■ RECORDS FOR THE TASK
^^^^

PR #6146, opened 2016-07-23
Query: Apply search condition optimizations on join conditions

### LINKED ISSUE #4748: Query :: invalid sql generated for query with joins where key selector is a null comparison
query:

```
from instance in ctx.ExamInstances
join answered in ctx.ExamInstanceQuestions
on true equals answered.AnswerId != null
```

generated query is:

```
SELECT [answered].[ExamInstanceQuestionId], [answered].[AnswerId], [answered].[ExamInstanceId], [answered].[QuestionId]
FROM [ExamInstances] AS [instance]
INNER JOIN [ExamInstanceQuestions] AS [answered] ON 1 = [answered].[AnswerId] IS NOT NULL
```

we should be converting the null check into CASE statement, like we do for projections

smitpatel:
Resolves #4748 
Apply search condition optimizations on join conditions

### DIFF
--- a/src/Microsoft.EntityFrameworkCore.Relational/Query/Sql/DefaultQuerySqlGenerator.cs
+++ b/src/Microsoft.EntityFrameworkCore.Relational/Query/Sql/DefaultQuerySqlGenerator.cs
@@ -274,19 +274,45 @@ namespace Microsoft.EntityFrameworkCore.Query.Sql
             return selectExpression;
         }
 
-        private Expression ApplyOptimizations(Expression expression, bool searchCondition)
+        private Expression ApplyOptimizations(Expression expression, bool searchCondition, bool joinCondition = false)
         {
             var newExpression
                 = new NullComparisonTransformingVisitor(_parametersValues)
                     .Visit(expression);
 
+            var binaryExpression = newExpression as BinaryExpression;
             var relationalNullsOptimizedExpandingVisitor = new RelationalNullsOptimizedExpandingVisitor();
-            var optimizedExpression = relationalNullsOptimizedExpandingVisitor.Visit(newExpression);
+            var relationalNullsExpandingVisitor = new RelationalNullsExpandingVisitor();
 
-            newExpression
-                = relationalNullsOptimizedExpandingVisitor.IsOptimalExpansion
-                    ? optimizedExpression
-                    : new RelationalNullsExpandingVisitor().Visit(newExpression);
+            if (joinCondition
+                && binaryExpression != null)
+            {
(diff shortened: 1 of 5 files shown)


smitpatel:
@anpete - Need to understand why extra order by comes for left join queries.

src/Microsoft.EntityFrameworkCore.Relational/Query/Sql/DefaultQuerySqlGenerator.cs
```diff
@@ -274,19 +274,45 @@ public virtual Expression VisitSelect(SelectExpression selectExpression)
...
+            var binaryExpression = newExpression as BinaryExpression;
 
-            newExpression
-                = relationalNullsOptimizedExpandingVisitor.IsOptimalExpansion
-                    ? optimizedExpression
-                    : new RelationalNullsExpandingVisitor().Visit(newExpression);
+            if (joinCondition
+                && binaryExpression != null)
+            {
+                var relationalNullsOptimizedExpandingVisitor = new RelationalNullsOptimizedExpandingVisitor();
```
maumar: those two are common for both cases - pull them out of the if block

maumar: pull this out of the if block

src/Microsoft.EntityFrameworkCore.Relational/Query/Sql/DefaultQuerySqlGenerator.cs
```diff
@@ -274,19 +274,45 @@ public virtual Expression VisitSelect(SelectExpression selectExpression)
...
+                var optimizedLeftExpression = relationalNullsOptimizedExpandingVisitor.Visit(binaryExpression.Left);
+
+                optimizedLeftExpression
+                    = relationalNullsOptimizedExpandingVisitor.IsOptimalExpansion
+                        ? optimizedLeftExpression
+                        : new RelationalNullsExpandingVisitor().Visit(binaryExpression.Left);
```
maumar: RelationalNullsExpandingVisitor doesn't have state so you can make one of them and reuse it

maumar:
:shipit:  otherwise

src/Microsoft.EntityFrameworkCore.Relational/Query/Sql/DefaultQuerySqlGenerator.cs
smitpatel: Does it have state? `IsOptimalExpansion`?

PR #6161, opened 2016-07-25
Take the principal type into account when looking for existing relationship.

### LINKED ISSUE #6115: Model Building: StackOverflowException when two properties share the same foreign key
```
public class FileRecord : RelativeEntity
    {
        public Guid DmsId { get; set; }
        public int EntityId { get; set; }
        public string MimeType { get; set; }
        public FileRecordEntity Entity { get; set; }

        [ForeignKey("EntityId")]
        public virtual Decision Decision { get; set; }
        [ForeignKey("EntityId")]
        public virtual Invitation Invitation { get; set; }
    }
```

Can i have two properties with the same foreign key?

EF Core version: 1.0.0
Operating system: Win10 64
Visual Studio version: VS2015

AndriySvyryd:
Fixes #6115


ajcvickers:
:shipit:

Issue #1201, opened 2014-12-02
Implement relationship access methods on EntityEntry


ajcvickers:
This includes:
- Reference
- Collection
- Member (including integration with existing Property methods)

These methods should provide access to:
- CurrentValue
- Back pointer to the EntityEntry
- IsLoaded
- Load
- Query

PR #6162, opened 2016-07-25
Implement IsLoaded flag

ajcvickers:
Set when an entity is loaded with Include or one Load, regardless of whether or not there are any related entities or not. Always true for reference navigation properties on tracked entities when the reference is non-null.

Issue #625
Issue #1201


ajcvickers:
@rowanmiller Can you look at the API and doc comments?

AndriySvyryd:
:shipit:

PR #6167, opened 2016-07-26
Fix #6122 - LoadAsync does not work

### LINKED ISSUE #6122: Query: LoadAsync does not work
No entities end up being tracked.
Repro:
```C#
{

        => optionsBuilder.UseSqlServer(@"Server=(localdb)\mssqllocaldb;Database=LoadAsyncTest;Trusted_Connection=True;");
}

public class Blog
{
    public int Id { get; set; }
}

public class Program
{
    public static void Main()
    {
        Task.Run(async () =>
        {
            await MainAsync();
        }).Wait();
    }

    public static async Task MainAsync()
    {
        {

            context.AddRange(new Blog(), new Blog());
            await context.SaveChangesAsync();
        }

        {
            await context.Blogs.LoadAsync();

            Console.WriteLine(context.ChangeTracker.Entries().Count());
        }
    }
}
```
Output is 0; expected output is 2. 
When run with Load instead of LoadAsync, output is 2 as expected.

Note that there are currently zero tests for LoadAsync.

anpete:
Problem: Our async Select operator was too lazy. The projector delegate was only run when the Current property was accessed, but the code in LoadAsync spins the enumerator without accessing the Current property.

Solution: Change our async Select operator to invoke the projector delegate on MoveNext. This is preferred over accessing Current during LoadAsync because it matches L2O behavior and will prevent future instances of this bug.

### DIFF
--- a/src/Microsoft.EntityFrameworkCore.Specification.Tests/AsyncQueryTestBase.cs
+++ b/src/Microsoft.EntityFrameworkCore.Specification.Tests/AsyncQueryTestBase.cs
@@ -59,6 +59,17 @@ namespace Microsoft.EntityFrameworkCore.Specification.Tests
         }
 
         [ConditionalFact]
+        public virtual async Task LoadAsync_should_track_results()
+        {
+            using (var context = CreateContext())
+            {
+                await context.Customers.LoadAsync();
+                 
+                Assert.Equal(91, context.ChangeTracker.Entries().Count());
+            }
+        }
+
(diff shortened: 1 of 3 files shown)


anpete:
@ajcvickers

ajcvickers:
Can you change the LoadAsync method to use this instead of ToListAsync in EntityFinder when you merge this to dev?

ajcvickers:
:shipit:

Issue #6171, opened 2016-07-26
Fixup can be inconsistent for 1:1 relationships changed in store


ajcvickers:
If an FK value for a 1:1 relationship is moved from one row (entity) in the database to another row (entity) in the database while the first is loaded, then if the second is later loaded fixup can be inconsistent because both entities will have navigation properties pointing to the single principal.

PR #6172, opened 2016-07-26
Make fixup consistent for 1:1 relationships changed in store

ajcvickers:
Issue #6171

The fix is to to make sure that any existing dependent that points to the same principal has its FK and nav props nulled out.


AndriySvyryd:
:shipit:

^^^^

Your task is to reproduce all the data exactly as shown.

■ YOUR SOLUTION
PR #6146, opened 2016-07-23
Query: Apply search condition optimizations on join conditions

### LINKED ISSUE #4748: Query :: invalid sql generated for query with joins where key selector is a null comparison
query:

```
from instance in ctx.ExamInstances
join answered in ctx.ExamInstanceQuestions
on true equals answered.AnswerId != null
```

generated query is:

```
SELECT [answered].[ExamInstanceQuestionId], [answered].[AnswerId], [answered].[ExamInstanceId], [answered].[QuestionId]
FROM [ExamInstances] AS [instance]
INNER JOIN [ExamInstanceQuestions] AS [answered] ON 1 = [answered].[AnswerId] IS NOT NULL
```

we should be converting the null check into CASE statement, like we do for projections

smitpatel:
Resolves #4748 
Apply search condition optimizations on join conditions

### DIFF
--- a/src/Microsoft.EntityFrameworkCore.Relational/Query/Sql/DefaultQuerySqlGenerator.cs
+++ b/src/Microsoft.EntityFrameworkCore.Relational/Query/Sql/DefaultQuerySqlGenerator.cs
@@ -274,19 +274,45 @@ namespace Microsoft.EntityFrameworkCore.Query.Sql
             return selectExpression;
         }
 
-        private Expression ApplyOptimizations(Expression expression, bool searchCondition)
+        private Expression ApplyOptimizations(Expression expression, bool searchCondition, bool joinCondition = false)
         {
             var newExpression
                 = new NullComparisonTransformingVisitor(_parametersValues)
                     .Visit(expression);
 
+            var binaryExpression = newExpression as BinaryExpression;
             var relationalNullsOptimizedExpandingVisitor = new RelationalNullsOptimizedExpandingVisitor();
-            var optimizedExpression = relationalNullsOptimizedExpandingVisitor.Visit(newExpression);
+            var relationalNullsExpandingVisitor = new RelationalNullsExpandingVisitor();
 
-            newExpression
-                = relationalNullsOptimizedExpandingVisitor.IsOptimalExpansion
-                    ? optimizedExpression
-                    : new RelationalNullsExpandingVisitor().Visit(newExpression);
+            if (joinCondition
+                && binaryExpression != null)
+            {
(diff shortened: 1 of 5 files shown)


smitpatel:
@anpete - Need to understand why extra order by comes for left join queries.

src/Microsoft.EntityFrameworkCore.Relational/Query/Sql/DefaultQuerySqlGenerator.cs
```diff
@@ -274,19 +274,45 @@ public virtual Expression VisitSelect(SelectExpression selectExpression)
...
+            var binaryExpression = newExpression as BinaryExpression;
 
-            newExpression
-                = relationalNullsOptimizedExpandingVisitor.IsOptimalExpansion
-                    ? optimizedExpression
-                    : new RelationalNullsExpandingVisitor().Visit(newExpression);
+            if (joinCondition
+                && binaryExpression != null)
+            {
+                var relationalNullsOptimizedExpandingVisitor = new RelationalNullsOptimizedExpandingVisitor();
```
maumar: those two are common for both cases - pull them out of the if block

maumar: pull this out of the if block

src/Microsoft.EntityFrameworkCore.Relational/Query/Sql/DefaultQuerySqlGenerator.cs
```diff
@@ -274,19 +274,45 @@ public virtual Expression VisitSelect(SelectExpression selectExpression)
...
+                var optimizedLeftExpression = relationalNullsOptimizedExpandingVisitor.Visit(binaryExpression.Left);
+
+                optimizedLeftExpression
+                    = relationalNullsOptimizedExpandingVisitor.IsOptimalExpansion
+                        ? optimizedLeftExpression
+                        : new RelationalNullsExpandingVisitor().Visit(binaryExpression.Left);
```
maumar: RelationalNullsExpandingVisitor doesn't have state so you can make one of them and reuse it

maumar:
:shipit:  otherwise

src/Microsoft.EntityFrameworkCore.Relational/Query/Sql/DefaultQuerySqlGenerator.cs
smitpatel: Does it have state? `IsOptimalExpansion`?

PR #6161, opened 2016-07-25
Take the principal type into account when looking for existing relationship.

### LINKED ISSUE #6115: Model Building: StackOverflowException when two properties share the same foreign key
```
public class FileRecord : RelativeEntity
    {
        public Guid DmsId { get; set; }
        public int EntityId { get; set; }
        public string MimeType { get; set; }
        public FileRecordEntity Entity { get; set; }

        [ForeignKey("EntityId")]
        public virtual Decision Decision { get; set; }
        [ForeignKey("EntityId")]
        public virtual Invitation Invitation { get; set; }
    }
```

Can i have two properties with the same foreign key?

EF Core version: 1.0.0
Operating system: Win10 64
Visual Studio version: VS2015

AndriySvyryd:
Fixes #6115


ajcvickers:
:shipit:

Issue #1201, opened 2014-12-02
Implement relationship access methods on EntityEntry


ajcvickers:
This includes:
- Reference
- Collection
- Member (including integration with existing Property methods)

These methods should provide access to:
- CurrentValue
- Back pointer to the EntityEntry
- IsLoaded
- Load
- Query

PR #6162, opened 2016-07-25
Implement IsLoaded flag

ajcvickers:
Set when an entity is loaded with Include or one Load, regardless of whether or not there are any related entities or not. Always true for reference navigation properties on tracked entities when the reference is non-null.

Issue #625
Issue #1201


ajcvickers:
@rowanmiller Can you look at the API and doc comments?

AndriySvyryd:
:shipit:

PR #6167, opened 2016-07-26
Fix #6122 - LoadAsync does not work

### LINKED ISSUE #6122: Query: LoadAsync does not work
No entities end up being tracked.
Repro:
```C#
{

        => optionsBuilder.UseSqlServer(@"Server=(localdb)\mssqllocaldb;Database=LoadAsyncTest;Trusted_Connection=True;");
}

public class Blog
{
    public int Id { get; set; }
}

public class Program
{
    public static void Main()
    {
        Task.Run(async () =>
        {
            await MainAsync();
        }).Wait();
    }

    public static async Task MainAsync()
    {
        {

            context.AddRange(new Blog(), new Blog());
            await context.SaveChangesAsync();
        }

        {
            await context.Blogs.LoadAsync();

            Console.WriteLine(context.ChangeTracker.Entries().Count());
        }
    }
}
```
Output is 0; expected output is 2. 
When run with Load instead of LoadAsync, output is 2 as expected.

Note that there are currently zero tests for LoadAsync.

anpete:
Problem: Our async Select operator was too lazy. The projector delegate was only run when the Current property was accessed, but the code in LoadAsync spins the enumerator without accessing the Current property.

Solution: Change our async Select operator to invoke the projector delegate on MoveNext. This is preferred over accessing Current during LoadAsync because it matches L2O behavior and will prevent future instances of this bug.

### DIFF
--- a/src/Microsoft.EntityFrameworkCore.Specification.Tests/AsyncQueryTestBase.cs
+++ b/src/Microsoft.EntityFrameworkCore.Specification.Tests/AsyncQueryTestBase.cs
@@ -59,6 +59,17 @@ namespace Microsoft.EntityFrameworkCore.Specification.Tests
         }
 
         [ConditionalFact]
+        public virtual async Task LoadAsync_should_track_results()
+        {
+            using (var context = CreateContext())
+            {
+                await context.Customers.LoadAsync();
+                 
+                Assert.Equal(91, context.ChangeTracker.Entries().Count());
+            }
+        }
+
(diff shortened: 1 of 3 files shown)


anpete:
@ajcvickers

ajcvickers:
Can you change the LoadAsync method to use this instead of ToListAsync in EntityFinder when you merge this to dev?

ajcvickers:
:shipit:

Issue #6171, opened 2016-07-26
Fixup can be inconsistent for 1:1 relationships changed in store


ajcvickers:
If an FK value for a 1:1 relationship is moved from one row (entity) in the database to another row (entity) in the database while the first is loaded, then if the second is later loaded fixup can be inconsistent because both entities will have navigation properties pointing to the single principal.

PR #6172, opened 2016-07-26
Make fixup consistent for 1:1 relationships changed in store

ajcvickers:
Issue #6171

The fix is to to make sure that any existing dependent that points to the same principal has its FK and nav props nulled out.


AndriySvyryd:
:shipit:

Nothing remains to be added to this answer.